Трое босяков прямо на полу – все в отрубе. Вокруг пустые бутылки и полные пепельницы – повеселились на славу. Спейда нет.
За одной из соседних дверей – какой-то шум. Бад распахивает дверь ногой.
Собачник Перкинс в постели смотрит мультфильмы по телевизору. Бад выхватывает револьвер.
– Где Кули?
Перкинс, ковыряя в зубах зубочисткой:
– На вечеринке, куда и я собираюсь. Хочешь его увидеть – приходи сегодня вечером в «Эль-Ранчо». Есть шанс, что он там появится.
– Что значит «есть шанс»? Он же заглавная фигура в группе!

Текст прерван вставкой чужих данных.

Issue #1896, opened 2026-07-27
Null-diff validation harness and project migration


lucaromagnoli:
Part of #1882. Starts alongside the engine core, not after it.

The verification and migration rig that everything else converges against.

- Null-diff harness: render the same .mgd through TE and the native engine, assert near-null difference; corpus of real projects covering stretch, warp, racks, modifiers, sends, automation.
- Plan golden tests in CI (compiled-plan snapshots for model fixtures).
- DAWproject round-trip as a semantic cross-check.
- Migrators: internal device pluginState v1, paramIndex mapping where ordering changes, pinned enum values. Old projects and presets must load bit-identically or with a documented, tested migration.

lucaromagnoli:
I would define a tiered comparison oracle rather than requiring near-null output universally:

- Bit-exact or tight epsilon for deterministic internal DSP and simple routing.
- Latency-aligned numerical comparison for PDC, sends, bypass, and graph transitions.
- Time/frequency-domain tolerances for stretch, warp, and resampling.
- State, latency, event-order, tail, and no-discontinuity invariants for nondeterministic external plugins.
- Scripted interactive checks for launcher, monitoring, hardware input, and recording, where offline nulling is not representative.

Plan goldens should use a canonical dump that excludes addresses, allocation order, and other unstable implementation details.

The corpus should also record sample rate, block size, channel layout, random seeds, plugin versions, and expected determinism class. Otherwise a “null failure” will often say more about the fixture environment than the engine.

For the differ specifically, property tests should generate random structural edit sequences and assert state compatibility decisions, correct retirement, PDC alignment, and silence/discontinuity bounds outside the changed graph region.

lucaromagnoli:
Scope addition: alongside null-diff sample parity, a performance suite measuring CPU per block on the project corpus, native vs TE at matched buffer sizes, tracked in CI. This gates cutover (#1897).

lucaromagnoli:
Widening the parity envelope: the suite gates cutover on the incumbent's full envelope, not CPU alone. Alongside null-diff sample parity and CPU per block: dropout rate under a stress corpus (small buffers, heavy sessions, structural edits during playback), round-trip and PDC-reported latency at matched settings, memory footprint per session, and project load time. Anything the current engine delivers that users depend on is a parity requirement by default; exclusions need an explicit argument on this issue.

lucaromagnoli:
[...]

PR #2023, opened 2026-08-05
Native engine: offline render and tap ops (#2017)

### LINKED ISSUE #2017: Engine core slice 8: offline render and tap ops
Slice 8 of #1889.

Rendering a plan faster than real time, and the taps the UI reads.

- Offline plan rendering: the same plan, driven by a caller that is not an audio device, for bounce, freeze and the null-diff harness.
- Native meter and tap ops for master, track and device. `Meter` ops exist and their levels are a plain vector today; publishing them to the UI thread without tearing is this slice.
- Analysis taps (oscilloscope, spectrum) read through the same mechanism.

Feeds #1896, which cannot render both engines over the same fixture without this.

lucaromagnoli:
Slice 8 of #1889. Closes #2017.

## Offline plan rendering

`exec/OfflineRender` drives the executor playback drives, over a beat range, through its own `TransportClock`. Loop, count-in and metronome are all off, and named as off rather than left to defaults: a loop would print the range twice into a bounce that asked for it once, and a click printed into a bounce is the oldest bug in audio software.

The tail renders with the transport stopped, which the engine already defines as the graph running while the timeline stands still, so reverbs ring out and nothing after the range starts playing. It is exactly as long as it was asked for. Stopping at the first silent block would be shorter and would sometimes be wrong, because a gated or tremolo'd tail goes fully silent in the middle; trimming is the caller's, since only it has the samples and the intent.

Values that do not belong to the prepared plan are refused rather than rendered, for the reason a publish refuses them: the executor's answer to values it cannot apply is unity, so the alternative is a bounce with every fader at 0 dB and nothing saying why.

## The offline source

`io/FileAudioSource` reads straight through `AudioFileReader` and is allowed to wait, because there is no callback to starve: no stream, no thread, no chunk pool, no underrun to count.

The placement mapping moves out of `StreamingAudioSource` into `io/ClipPlacement`, so live and offline resolve file positions through one function. A bounce that worked out its own could disagree with what was heard by a sample, and the only way anyone finds out is by listening to the render.

## Taps

`tap/LevelTap` is what a Meter op publishes through: stereo peak, bound by `OpKey` in `PlanBindings`, owned by `RuntimeStateStore` and carried across plan swaps, so a structural edit elsewhere in the project does not reset a meter that was reading. A read takes the peak and starts again, so a meter reports the loudest thing since it was last looked at rather than whichever block the UI happened to land on. `PlanExecutor::meterLevels()` is gone.

`tap/SampleRing` is the same seam for analysis (oscilloscope, spectrum): the most recent N samples, single producer, single consumer. It downmixes straight into the ring, so unlike the incumbent's `AudioTapBuffer` it has no maximum block size and cannot silently drop a block when a host changes its buffer size.

A Meter op with nothing bound is a meter nobody is reading. It is not reported as unbound, because a plan has a meter at every track and every device slot, and every offline render there is would pay for those diagnostics.

## Tests

`test_offline_render.cpp`, `test_file_audio_source.cpp`, `test_engine_taps.cpp`, plus meter lifetime cases in `test_engine_session.cpp`.

The load-bearing one is block-size independence: the same range renders sample-identical at 17, 64, 512 and 4096. #1896 cannot compare two engines over one fixture unless a difference in the output means a difference in what they render rather than in how the comparison was pulled.

Both cross-checking tests were confirmed to fail without their fix. Offsetting the offline source's mapping by one sample fails the agreement test at sample 441, the clip start; leaving the final block uncut fails block-size independence on length. The agreement test was vacuous when first written (the range never reached the clip, so it compared two runs of silence), which is what that mutation found; it now starts before the clip and asserts the comparison is over material.

Meters are store-owned objects, so `runtimeObjectCount()` counts them. One pre-existing session assertion moved from 1 to 3 and now names what survives instead of only counting.

Full Catch2 suite green: 2012 passed, 0 failed, 13 skipped. `magda_juce_tests` builds clean.

### DIFF
--- a/magda/engine/exec/OfflineRender.cpp
+++ b/magda/engine/exec/OfflineRender.cpp
@@ -1,0 +1,128 @@
+#include "exec/OfflineRender.hpp"
+
+#include <algorithm>
+#include <cmath>
+
+#include "transport/TransportState.hpp"
+
+namespace magda::engine {
+namespace {
+
+std::int64_t samplesBetween(double startSeconds, double endSeconds, double sampleRate) {
+    if (endSeconds <= startSeconds)
+        return 0;
+    return static_cast<std::int64_t>(std::llround((endSeconds - startSeconds) * sampleRate));
+}
+
+}  // namespace
+
+OfflineRenderResult renderOffline(PlanExecutor& executor, const PlanValues& values,
+                                  const RenderContext& context, const TempoMap& tempo,
+                                  const OfflineRenderRequest& request, OfflineRenderSink& sink,
+                                  const std::function<bool()>& shouldContinue) {
+    OfflineRenderResult result;
+
+    if (!executor.isPrepared() || !executor.appliesValues(values)) {
+        result.refused = true;
+        return result;
+    }
+
+    // Held to what the plan was prepared for, the way a callback is: the
+    // executor asserts on a longer block, and here the same number also says
+    // how much buffer there is to render into.
+    const auto blockSize = std::clamp(request.blockSize, 1, context.maxBlockSize);
+
+    // How long the range is, asked once. Deriving the length up front rather
+    // than watching the cursor cross the end is what keeps the answer the same
+    // at every block size: the last block is cut to land exactly on it, and no
+    // block's length depends on how the ones before it were cut.
+    const auto rangeSamples = samplesBetween(tempo.beatToTime(request.startBeat),
+                                             tempo.beatToTime(request.endBeat), context.sampleRate);
+    const auto tailSamples =
+        request.tailSeconds > 0.0
+            ? static_cast<std::int64_t>(std::llround(request.tailSeconds * context.sampleRate))
+            : 0;
+
+    juce::AudioBuffer<float> buffer(context.numChannels, blockSize);
+
+    // The clock playback uses, driven by a request nobody typed. It is what
+    // makes the cursor a function of the sample count rather than a sum of
+    // per-block steps, which is the whole of why this renders the same at any
+    // block size.
+    TransportClock clock;
+
+    TransportSnapshot snapshot;
+    snapshot.tempo = tempo;
+
+    // Both left off, and named here rather than left to the defaults, because
+    // both would be wrong in a way that is hard to hear until it has shipped. A
+    // loop would print the range twice into a bounce that asked for it once,
+    // and the metronome is not the graph's to begin with: it is summed after
+    // the plan during playback and is not summed at all here.
+    snapshot.loop = {};
+    snapshot.click = {};
+
+    // Generation one, because the clock starts at zero and applies the first
+    // request it has not seen. A count-in is a monitoring aid and would print
+    // the beats before the range into the render.
+    snapshot.request.generation = 1;
+    snapshot.request.playing = true;
+    snapshot.request.locate = true;
+    snapshot.request.positionBeat = request.startBeat;
+    snapshot.request.countInBeats = 0.0;
+
+    const auto renderSpan = [&](std::int64_t samples) {
+        while (samples > 0) {
+            if (shouldContinue && !shouldContinue()) {
+                result.cancelled = true;
+                return;
+            }
+
+            const auto numSamples = static_cast<int>(std::min<std::int64_t>(samples, blockSize));
+
+            // Cleared here rather than by the executor, exactly as a callback
+            // clears it: the Output op sums into what it is handed, so what a
+            // plan with nothing routed to the output renders is silence only if
+            // silence is what was already there.
+            buffer.clear();
+
+            for (const auto& segment : clock.advance(snapshot, context.sampleRate, numSamples)) {
+                juce::AudioBuffer<float> piece(buffer.getArrayOfWritePointers(),
+                                               buffer.getNumChannels(), segment.startSample,
+                                               segment.block.numSamples);
+                executor.process(values, segment.block, piece);
+            }
+
+            sink.write(buffer, numSamples);
+
+            result.samplesRendered += numSamples;
+            ++result.blocksRendered;
+            samples -= numSamples;
+        }
+    };
+
+    renderSpan(rangeSamples);
+
+    if (result.cancelled || tailSamples <= 0)
+        return result;
+
+    // The tail, with the transport stopped where the range ended. A stopped
+    // block is already defined as one the graph runs through without the
+    // timeline moving, so reverbs and delays ring out and nothing that comes
+    // after the range starts playing.
+    //
+    // It is exactly as long as it was asked for. Stopping at the first silent
+    // block would be shorter and would sometimes be wrong: a gated or tremolo'd
+    // tail goes fully silent in the middle and would be cut off there. The
+    // caller has the samples and can trim what it does not want, which is a
+    // decision it can make and this cannot.
+    snapshot.request.generation = 2;
+    snapshot.request.playing = false;
+    snapshot.request.locate = false;
+
+    renderSpan(tailSamples);
+
+    return result;
+}
+
+}  // namespace magda::engine
--- a/magda/engine/exec/OfflineRender.cpp
+++ b/magda/engine/exec/OfflineRender.cpp
@@ -22,7 +22,16 @@ OfflineRenderResult renderOffline(PlanExecutor& executor, const PlanValues& valu
                                   const std::function<bool()>& shouldContinue) {
     OfflineRenderResult result;
 
-    if (!executor.isPrepared() || !executor.appliesValues(values)) {
+    // The context is refused on the same grounds the values are, and for the
+    // same reason: what the executor does with either when they do not belong
+    // to it is render something plausible and say nothing. Blocks are sized and
+    // the clock is advanced from the argument, while process() renders at most
+    // what it was prepared for, so a longer maxBlockSize prints the head of
+    // every block and silence for the rest. A sample rate that disagrees puts
+    // the whole render at the wrong speed, and a channel count that does at the
+    // wrong width.
+    if (!executor.isPrepared() || !executor.appliesValues(values) ||
+        !(executor.preparedContext() == context)) {
         result.refused = true;
         return result;
     }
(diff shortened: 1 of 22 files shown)


magda/engine/tap/LevelTap.hpp
```diff
@@ -0,0 +1,122 @@
...
+            const auto peak = std::max(std::abs(range.getStart()), std::abs(range.getEnd()));
+            accumulate(channel, peak);
+        }
+
+        // A mono block on a stereo tap reads as the same level on both, which is
+        // what it sounds like. Nothing in the engine produces one today; a tap
+        // that reported silence on the right if something did would be a meter
+        // lying about audible signal.
+        if (channels == 1)
+            accumulate(1, peaks_[0].load(std::memory_order_relaxed));
```
lucaromagnoli: [P2] Preserve the computed mono peak across a concurrent read

Loading channel 0 again here can lose the right-channel copy when `read()` interleaves after `accumulate(0, peak)`: the reader exchanges channel 0 to zero, this load observes zero, and the mono transient is returned as left-only and never reaches channel 1. Keep the block peak computed above and accumulate that same value into both slots for a mono block.

magda/engine/tap/SampleRing.hpp
```diff
@@ -0,0 +1,129 @@
...
+     * whatever the allocation held. Returns the running count of samples ever
+     * written, which is how a caller tells that nothing new has arrived since
+     * it last asked without comparing the audio itself.
+     */
+    std::size_t readLatest(float* destination, int numSamples) const {
+        const auto position = writePosition_.load(std::memory_order_acquire);
+
+        for (auto i = 0; i < numSamples; ++i) {
+            const auto index = static_cast<long long>(position) - numSamples + i;
+            destination[i] = index < 0 ? 0.0f : samples_[static_cast<std::size_t>(index) & mask_];
```
lucaromagnoli: [P1] Avoid concurrent non-atomic access to the ring slots

`readLatest()` reads `samples_` while the audio thread can overwrite the same wrapped slots. The release/acquire counter only orders writes completed before the published position; it does not make a concurrent later overwrite of a slot safe. Once the writer laps a stalled reader (a case the class explicitly allows), these plain `float` reads/writes form a C++ data race, so the behavior is undefined rather than merely a bounded visual tear. Please use a synchronization scheme that prevents overlapping slot access (or atomic/versioned slots) before exposing this as the cross-thread tap primitive.

magda/engine/tap/SampleRing.hpp
```diff
@@ -0,0 +1,129 @@
...
+    }
+
+    /// Audio thread. Append mono samples.
+    void write(const float* samples, int numSamples) {
+        if (numSamples <= 0)
+            return;
+
+        auto position = writePosition_.load(std::memory_order_relaxed);
+        for (auto i = 0; i < numSamples; ++i)
+            samples_[(position + static_cast<std::size_t>(i)) & mask_] = samples[i];
```
lucaromagnoli: This is the one place in the engine where a cross-thread data race is by design rather than by accident: the reader copies samples_ non-atomically while this store may be lapping it, and the class doc honestly bounds the effect. But bounded is not defined. In the letter of the standard the lap case is UB, and more practically it is exactly what the TSAN harness this engine adopted last slice exists to catch: the first analysis device wired to a ring hands that harness a genuine positive, and the choice then is a suppression that erodes the tool or a rewrite under pressure. The fix costs nothing here: both write loops are already scalar (the masked index prevents vectorization anyway), so storing through std::atomic<float> with relaxed ordering compiles to the plain loads and stores this already does on every target, and the documented tear becomes defined behavior with the same bound. Worth doing now while the class has no consumers, along with a threaded test mirroring the LevelTap one, since the SPSC claim is currently untested across threads.

magda/engine/io/FileAudioSource.hpp
```diff
@@ -0,0 +1,74 @@
...
+ * Never on the audio thread. It reads a file where it stands.
+ */
+
+namespace magda::engine {
+
+class FileAudioSource final : public EngineAudioSource {
+  public:
+    /// The reader is owned elsewhere, so the same file can back an offline
+    /// render and whatever else the host has open on it.
+    FileAudioSource(AudioFileReader& reader, const ClipPlacement& placement);
```
lucaromagnoli, line 39: The non-owning reference plus this comment invites a sharing the reader cannot survive. JuceAudioFileReader::read is stateful underneath (a seek and a read on one input stream), so two consumers reading one instance concurrently race inside JUCE, and the realistic path there is not exotic: stem export is one render per stem, naturally parallelized, all over the same files, and this line reads as license to hand them one reader. AudioFileReader's own contract does not help, because it still says reads happen on the prefetch thread, which this class has just made untrue. Two sentences close it structurally where it can be misread: here, that the same file backing two consumers is two readers over it; and in AudioFileReader.hpp, replacing the stale prefetch-thread line with the actual rule, one consumer per reader, any thread that is not the audio thread. The alternative of locking inside JuceAudioFileReader would serialize the prefetch thread against a bounce, which is the wrong trade.

magda/engine/tap/LevelTap.hpp
lucaromagnoli: Re-loading peaks_[0] here instead of using the peak just computed opens a window the CAS in accumulate was built to close: a read() landing between the channel-0 accumulate and this load exchanges the slot to zero, and the mono block's peak then never reaches channel 1 at all, so the two channels of a mono signal disagree about a transient one of them reported. The fix is strictly simpler than the current code: keep the block's own peak from the loop in a local and accumulate that into channel 1. Nothing produces a mono block today, as the comment says, which is exactly the argument for making the path correct while nothing depends on it.

lucaromagnoli (commented):
Reviewed the renderer, the offline source, the shared placement, both taps and the store integration in depth. The load-bearing claims verify. Block-size independence genuinely holds by construction: the range length is derived once from the tempo map, the clock's cursor is a function of the sample count from one anchor rather than a sum of per-block steps, and the offline source derives its file position from the timeline the same way the streaming one does, through the one shared function, which is the whole point of extracting it. The tail is correct at both ends: generation two with locate false is exactly the stop-in-place the clock grew last slice, so the cursor stands where the range ended, sources see playing false and render nothing, devices keep processing and ring out. The refusal path mirrors publish through the same appliesValues predicate, so an executor can never be driven offline with values it would render at unity. The half-open convention survives the sample grid: every rendered sample sits strictly inside the range, so a clip starting exactly at the range end contributes nothing, at any rounding.

The store side is right too. Meters ride the same keep-set rules as everything else, including the live-plan union that closed the coalescing use-after-free, so a tap the audio thread is writing through cannot be evicted; keyed by whole OpKey because a device and its meter share a DeviceId, retained by the model IDs the key names, asked of the factory again on decline so a mixer that opens later gets its meters at the next publish. The executor resolving the map to a flat per-op pointer table at prepare keeps the audio thread free of lookups, and writing taps on silent blocks so that only reading clears them is the correct metering policy, stated and tested. The agreement test is the strongest one in the PR, and finding it vacuous by mutation and moving the range onto the clip is exactly how that class of test earns its keep.

Two findings inline, one nit. Body-level nit not worth a thread: LevelTap::clear() has no caller in the engine, and the scenario its comment gives (a removed device's meter falling to silence) is actually handled by the tap being destroyed with the device; either a future slice wires it or the comment should say what it is really for.

magda/engine/tap/SampleRing.hpp
```diff
@@ -0,0 +1,144 @@
...
+     * filled once, so a display opened a moment ago draws silence rather than
+     * whatever the allocation held. Returns the running count of samples ever
+     * written, which is how a caller tells that nothing new has arrived since
+     * it last asked without comparing the audio itself.
+     */
+    std::size_t readLatest(float* destination, int numSamples) const {
+        const auto position = writePosition_.load(std::memory_order_acquire);
+
+        for (auto i = 0; i < numSamples; ++i) {
+            const auto index = static_cast<long long>(position) - numSamples + i;
```
lucaromagnoli, line 132: [P2] Define or enforce the maximum read size

Nothing constrains `numSamples` to `capacity_`, so after the ring has filled, asking for more than its capacity masks multiple logical indices onto the same slots and returns repeated copies as though they were older history. For example, reading 2048 samples from a 1024-slot ring duplicates the current ring once, which produces a misleading waveform/FFT rather than padding the unavailable prefix or rejecting the request. Please clamp/zero-pad here or make `numSamples <= capacity()` an enforced contract.

magda/engine/exec/OfflineRender.cpp
```diff
@@ -0,0 +1,128 @@
...
+
+            sink.write(buffer, numSamples);
+
+            result.samplesRendered += numSamples;
+            ++result.blocksRendered;
+            samples -= numSamples;
+        }
+    };
+
+    renderSpan(rangeSamples);
```
lucaromagnoli, line 123: [P2] Apply the initial locate before rendering an empty range tail

When the beat range rounds to zero samples but `tailSeconds` is positive, `renderSpan(rangeSamples)` never calls `clock.advance()`, so generation 1 and its locate to `startBeat` are never applied. Generation 2 then stops with `locate = false` from the clock default at beat 0, rather than standing where this range ended as the API promises. A transport-aware effect therefore receives the tail at the wrong timeline position for requests such as `{4.0, 4.0, 0.5, ...}`. Prime the clock with the locate even when the range has no samples (or explicitly locate the stop in this case).

magda/engine/exec/OfflineRender.cpp
```diff
@@ -0,0 +1,137 @@
...
+
+}  // namespace
+
+OfflineRenderResult renderOffline(PlanExecutor& executor, const PlanValues& values,
+                                  const RenderContext& context, const TempoMap& tempo,
+                                  const OfflineRenderRequest& request, OfflineRenderSink& sink,
+                                  const std::function<bool()>& shouldContinue) {
+    OfflineRenderResult result;
+
+    if (!executor.isPrepared() || !executor.appliesValues(values)) {
```
lucaromagnoli: [P1] Refuse a context the executor was not prepared for

This validates the values/plan pairing but not the independently supplied `context`. The renderer sizes its buffer and advances its clock from this argument, while `PlanExecutor::process()` clamps against its own prepared context. In release, an executor prepared for 512 samples paired with a context whose max is 4096 can therefore advance and write 4096-sample blocks while the executor renders only the first 512, silently inserting gaps into the bounce; sample-rate and channel mismatches are similarly inconsistent. Please expose/check the executor’s prepared context here and refuse a mismatch, just as mismatched values are refused.

tests/test_engine_taps.cpp
```diff
@@ -0,0 +1,274 @@
...
+    while (writing) {
+        const auto position = ring.readLatest(read.data(), static_cast<int>(read.size()));
+        REQUIRE(position >= lastPosition);
+        lastPosition = position;
+        ++reads;
+    }
+
+    writer.join();
+
+    CHECK(reads > 0);
```
lucaromagnoli, line 246: [P2] Do not require the reader thread to win the scheduling race

The writer can complete all 20,000 iterations before the creating thread first evaluates `while (writing)` (especially on a loaded or single-core CI worker). In that valid schedule `reads` remains zero and this test fails even though the ring is correct. Use a start barrier/handshake that guarantees an overlapping read, or remove this scheduling-dependent assertion; the final settled-state check still covers completion.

– Раньше – да, но в последнее время Спейд что-то сдал, так что я все чаще его заменяю. Пою я не хуже его, а выгляжу даже лучше, так что зрители довольны. А теперь, может быть, ты отсюда уберешься и дашь мне досмотреть телек?
– Где он сейчас?
– Убери пушку, бойскаут. Спейд тебе не по зубам, максимум, что у вас на него есть, – неуплата алиментов.
– Ошибаешься. Я обвиняю Спейда в убийстве первой степени. И в употреблении опиума, если тебе этого мало.
Перкинс выплевывает зубочистку:
– Что ты сказал?
– Убийства проституток. Спейд любит молоденьких?
– Он не убивать их любит, а на болт сажать. Как и мы с тобой.
– Где он?
– Стукачей поищи в другом месте.
Бад бьет его рукоятью револьвера в челюсть. Перкинс вопит, выплевывает зубы. По телевизору начинается реклама: детишки громко требуют добавки кукурузных хлопьев «Келлог». Бад стреляет в экран, и телек умолкает.
Собачник шепелявит:
– Прочеши кайф-базары [53] в Чайнатауне. И оставь меня в покое, черт бы тебя побрал!
УБЕЙ ЕГО, – говорит Кэти, и в первый раз за много лет Бад вспоминает свою мать.
ГЛАВА ПЯТЬДЕСЯТ ДЕВЯТАЯ
– Я уже объяснял капитану Эксли, – говорит психиатр, – но, раз он настаивает, придется объяснить и вам. Допрашивать мистера Голдмана совершенно бесполезно. Большую часть времени его разум безнадежно помрачен.
Джек оглядывается: тени в пижамах, бесшумно бродящие по коридору, безумные рисунки на стенах. Жуткое это место – дурдом.
– Не могли бы вы объяснить поподробнее, что с ним? Нам необходимо получить от него заявление.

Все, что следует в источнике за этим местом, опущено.